Lessig! Reacting instantly, she sent a powerful flashing thought to Mikaal, who woke immediately and joined with her, his mind alert and aware. Neleh joined them then, and as the heat flared within Areenna, she called up her weapon of light. Mikaal joined her, his body fairly exploding with the heat of his powers as flames formed around his hands. Neleh reached out to Areenna and Mikaal the instant before they released their powers and took their weapons into herself. Standing, she dove out from the lean-to and, as she somersaulted to her feet, raised both arms and pointed her fingers at the creature. The night burst with light when she released a stream of white and blue light surrounded by orange-red flames. Faster than the eye could follow, the skerl-creature erupted in flames and then, screaming as the fire ate at it, disappeared with a loud crack. Not an ash remained.
Turning at the same time, Areenna and Mikaal stared at each other. Did y
ou do that? Areenna asked Mikaal.
Mikaal shook his head and turned to Neleh. How? He projected, staring deeply into her pale eyes.
Neleh’s shoulders rose and fell. I know not how, only that it felt right, that it was what I was supposed to do.
Mikaal stared at his ward. “We will talk of this later.

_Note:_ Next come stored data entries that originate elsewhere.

PR #776, opened 2025-09-12
fix(go): bug in CSV rendering

Proximyst:
this doesn't have any fix yet, just a draft PR. this reproduces the bug, but I have no clue why it happens yet.


Proximyst:
ack, we've decided not to care :)

PR #783, opened 2025-09-16
test(acceptance): ensure geomap panels work

Proximyst:
This adds two new dashboards, with geomap panels. These show us that the panels work with our (default) service settings.

There are more commits here that were effectively removed by merging with main :) I split some parts off to #788 & #787, so this PR becomes a single unit instead.

Related: https://github.com/grafana/support-escalations/issues/18419


devenv/docker/go-build/dashboards
Proximyst, line 1: _Why symlink?_ We can now put the dashboards in _one_ place rather than two, reducing risk of difference and ensuring we see the exact test env in our devenv.

leandro-deveikis (approved):

PR #802, opened 2025-10-10
feat: add more tracing to requests

Proximyst:
Mostly to try to figure out what's going on with requests timing out before the configured timeout in dev 🤔


Proximyst:
split off into many PRs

For now there is more to worry about. Lessig has found us, and discovered a way to penetrate our block. We cannot stay here.”

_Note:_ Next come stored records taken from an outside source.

PR #805, opened 2025-10-13
feat(go): log requests on info with duration

Proximyst:
We should be logging more at info level, so that we have a generally good idea of what's up. This is more useful than searching traces for specific attributes in quick validation testing.

### DIFF
--- a/pkg/api/middleware/logger.go
+++ b/pkg/api/middleware/logger.go
@@ -4,18 +4,21 @@ import (
 	"log/slog"
 	"net/http"
 	"sync"
+	"time"
 )
 
 func RequestLogger(h http.Handler) http.Handler {
 	return http.HandlerFunc(func(w http.ResponseWriter, r *http.Request) {
+		start := time.Now()
 		lw := &loggingResponseWriter{w: w}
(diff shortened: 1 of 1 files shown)


pkg/api/middleware/logger.go
```diff
@@ -4,18 +4,21 @@ import (
...
+	"time"
 )
 
 func RequestLogger(h http.Handler) http.Handler {
 	return http.HandlerFunc(func(w http.ResponseWriter, r *http.Request) {
+		start := time.Now()
 		lw := &loggingResponseWriter{w: w}
 		defer func() {
-			slog.DebugContext(r.Context(), "request complete",
+			slog.InfoContext(r.Context(), "request complete",
```
tskarhed, line 15: Will we switch this back to Debug when we've validated?

Proximyst: Nah, I don't think so. We don't get the type of request volume in this service that we should care all too much about the logging volume, rather it's nice to optimise for handiness (and otherwise, we can move to WARN+ in prod, which is also totally fine).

Areenna shook her head. “There is no other place. And no, she did not penetrate our block, the animal did, she but hid within it.”
Still we cannot take a chance. There will be another of her creatures. She will not give up.
Mikaal closed the distance between them and gently pulled Areenna to him. He wrapped his arms around her, holding her close against him when she silently said, When we are awake, she cannot get near us. When we sleep, we are more vulnerable: but we have our aoutems, and they will protect us as they always do. You must trust in yourself and in me. We will accomplish what we came here to do.
Still in his arms, and with the heat from his body pressing against her, Areenna could barely think, the warmth of his body was overwhelming. They’d spent the last days staying physically away from each other because of this. She took in a deep breath, leaned forward, and grazed her lips across his. Then she stepped back and out of his hold.
We have learned much tonight.
Neleh?
Yes. Tomorrow we explore more fully. Areenna turned to look for Neleh, who was sitting on the ground outside the lean-to, hugging the rantor, her face buried in Duv’s fur.
“Neleh,” Areenna called aloud.
Neleh lifted her head. “Come back. We need some sleep this night.”
Neleh stood and walked slowly back. “How did she get through?”
“By hiding within the animal,” Mikaal responded. “Which is why we will ask our aoutems to watch through the night.”